> Task requirements
Below are the records; restate all of them word for word.

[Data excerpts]
PR #1060, opened 2025-01-02
concord-server: replace synchronized with locks

ibodrov:
In preparation for virtual thread support.


server/impl/src/main/java/com/walmartlabs/concord/server/boot/BackgroundTasks.java
```diff
@@ -24,25 +24,34 @@
...
 
 public class BackgroundTasks {
 
     private final Set<BackgroundTask> tasks;
+    private final Lock controlMutex = new ReentrantLock();
 
     @Inject
     public BackgroundTasks(Set<BackgroundTask> tasks) {
-        this.tasks = tasks;
+        this.tasks = Set.copyOf(tasks);
```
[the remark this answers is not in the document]
ibodrov: Good point

brig (approved):

server/impl/src/main/java/com/walmartlabs/concord/server/security/ldap/TrustingSslSocketFactory.java
```diff
@@ -39,10 +41,17 @@
  */
 public class TrustingSslSocketFactory extends SocketFactory {
 
+    private static final Lock mutex = new ReentrantLock();
+
     private final SSLSocketFactory delegate;
 
-    public static synchronized SocketFactory getDefault() {
-        return new TrustingSslSocketFactory();
+    public static SocketFactory getDefault() {
```
brig, line 48: any idea why this method was synchronized?

brig (approved):

server/impl/src/main/java/com/walmartlabs/concord/server/security/ldap/TrustingSslSocketFactory.java
ibodrov: > any idea why this method was synchronized?

I vaguely remember having issues with some SslSocketFactories that fail in constructors when created concurrently.  I don't think that we have any tests that use LDAP over SSL, I'll try to test it manually -- see if maybe we can remote the synchronization.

> Response for this exercise
PR #1060, opened 2025-01-02
concord-server: replace synchronized with locks

ibodrov:
In preparation for virtual thread support.


server/impl/src/main/java/com/walmartlabs/concord/server/boot/BackgroundTasks.java
```diff
@@ -24,25 +24,34 @@
...
 
 public class BackgroundTasks {
 
     private final Set<BackgroundTask> tasks;
+    private final Lock controlMutex = new ReentrantLock();
 
     @Inject
     public BackgroundTasks(Set<BackgroundTask> tasks) {
-        this.tasks = tasks;
+        this.tasks = Set.copyOf(tasks);
```
[the remark this answers is not in the document]
ibodrov: Good point

brig (approved):

server/impl/src/main/java/com/walmartlabs/concord/server/security/ldap/TrustingSslSocketFactory.java
```diff
@@ -39,10 +41,17 @@
  */
 public class TrustingSslSocketFactory extends SocketFactory {
 
+    private static final Lock mutex = new ReentrantLock();
+
     private final SSLSocketFactory delegate;
 
-    public static synchronized SocketFactory getDefault() {
-        return new TrustingSslSocketFactory();
+    public static SocketFactory getDefault() {
```
brig, line 48: any idea why this method was synchronized?

brig (approved):

server/impl/src/main/java/com/walmartlabs/concord/server/security/ldap/TrustingSslSocketFactory.java
ibodrov: > any idea why this method was synchronized?

I vaguely remember having issues with some SslSocketFactories that fail in constructors when created concurrently.  I don't think that we have any tests that use LDAP over SSL, I'll try to test it manually -- see if maybe we can remote the synchronization.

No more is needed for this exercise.